Cannot access Netlify sites with Chrome 85

netlify.com and sites served on Netlify can’t be accessed from Chrome 85 dev (85.0.4158.4).

It fails with the error ERR_CONNECTION_RESET and the netlog shows:

t=3877 [st=3876]        HTTP2_STREAM_ERROR
                        --> description = "Abandoned."
                        --> net_error = "ERR_ABORTED"
                        --> stream_id = 1

@ylemkimon This sounds like a problem for the Chrome dev team, not for Netlify support.

The issue seems to be sporadic, i.e., only occurs for few hours. This seems to be caused by misconfiguration on Netlify CDNs.

It still sounds like an issue to report to the Chrome team. I wouldn’t expect Netlify to respond to a problem with yet-to-be-released software.

Hi, @ylemkimon, we can see if there are any clues from our side.

In order to troubleshoot this, we need to be able to track the HTTP response with this issue. The simplest way to do this is to send us the x-nf-request-id header which we send with every HTTP response.

There more information about this header here:

If that header isn’t available for any reason, please send the information it replaces (or as many of these details as possible). Those details are:

  • the complete URL requested
  • the IP address for the system making the request
  • the IP address for the CDN node that responded
  • the day of the request
  • the time of the request
  • the timezone the time is in

The x-nf-request-id header is not available since the connection is never established.

One instance is:

  • URL: https://www.netlify.com/
  • Client IP: 175.123.one-hundred-three.168
  • Server IP: 157.230.43.191
  • Request time: 2020-06-13 03:20:20.818 UTC

The issue is tracked as 1094308 - chromium - An open-source project to help move the web forward. - Monorail in the chromium bug tracker.

1 Like

Many thanks for the report and linking to the Chromium bug tracker. We’ll look into it next week and share what we find.

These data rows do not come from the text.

PR #2416, opened 2025-03-21
Remove pvgis_tmy outputformat='basic'

AdamRJensen:
 - [x] Tests added

PVGIS offers multiple output formats. For hourly data the file formats ['csv', 'json', 'basic'] are available, whereas for TMY data file format of ['csv', 'json', 'epw', 'basic'] are available.

I suggest that we drop support for the ``'basic'`` output format as there is no point to it; the file type is the same as the csv option but without any header or metadata. For this reason, the file option is also not available on the pvgis web interface and is already not supported by pvlib's pvgis_hourly functions.

The motivation is to reduce the maintenance burden, as dropping support for this file format reduces the code complexity significantly without any drawbacks for users. I'm currently planning more changes to the pvgis functions, but would like this change to be merged first. The planned changes mostly involve changing the outputs to be (data,meta) to be consistent with the rest of the iotools.

### DIFF
--- a/pvlib/iotools/pvgis.py
+++ b/pvlib/iotools/pvgis.py
@@ -429,7 +429,7 @@ def get_pvgis_tmy(latitude, longitude, outputformat='json', usehorizon=True,
     longitude : float
         Longitude in degrees east
     outputformat : str, default 'json'
-        Must be in ``['csv', 'basic', 'epw', 'json']``. See PVGIS TMY tool
+        Must be in ``['csv', 'epw', 'json']``. See PVGIS TMY tool
         documentation [2]_ for more info.
     usehorizon : bool, default True
         include effects of horizon
@@ -461,11 +461,11 @@ def get_pvgis_tmy(latitude, longitude, outputformat='json', usehorizon=True,
     data : pandas.DataFrame
         the weather data
     months_selected : list
-        TMY year for each month, ``None`` for basic and EPW
+        TMY year for each month, ``None`` for EPW
     inputs : dict
-        the inputs, ``None`` for basic and EPW
+        the inputs, ``None`` for EPW
     metadata : list or dict
-        file metadata, ``None`` for basic
+        file metadata
 
     Raises
     ------
@@ -516,9 +516,6 @@ def get_pvgis_tmy(latitude, longitude, outputformat='json', usehorizon=True,
     elif outputformat == 'csv':
         with io.BytesIO(res.content) as src:
             data, months_selected, inputs, meta = _parse_pvgis_tmy_csv(src)
-    elif outputformat == 'basic':
-        with io.BytesIO(res.content) as src:
-            data, months_selected, inputs, meta = _parse_pvgis_tmy_basic(src)
     elif outputformat == 'epw':
         with io.StringIO(res.content.decode('utf-8')) as src:
             data, meta = parse_epw(src)
@@ -590,13 +587,6 @@ def _parse_pvgis_tmy_csv(src):
     return data, months_selected, inputs, meta
 
 
-def _parse_pvgis_tmy_basic(src):
-    data = pd.read_csv(src)
-    data.index = pd.to_datetime(
-        data['time(UTC)'], format='%Y%m%d:%H%M', utc=True)
-    data = data.drop('time(UTC)', axis=1)
-    return data, None, None, None
-
 
 def read_pvgis_tmy(filename, pvgis_format=None, map_variables=True):
     """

This is still being worked on and I see one of our developers commenting in the chromium issue you linked to. It sounds like the root cause is now identified.

Reading though those comments it would seem enabling the -http2-grease-settings setting will trigger the issue reliably.

I didn’t know what HTTP/2 GREASE was and I found the following post explaining it:

I am posting this here as I found this quite informative. I hope that others tracking this issue will find it an interesting read as well.

Note, this has nothing to do with a solution or workaround but, for me at least, this was good reading material while a solution is in the works.

Yesterday we pushed an update to our CDNs that allows prerelease versions of Chrome to work again. Please let us know if your experience does not match my assertion!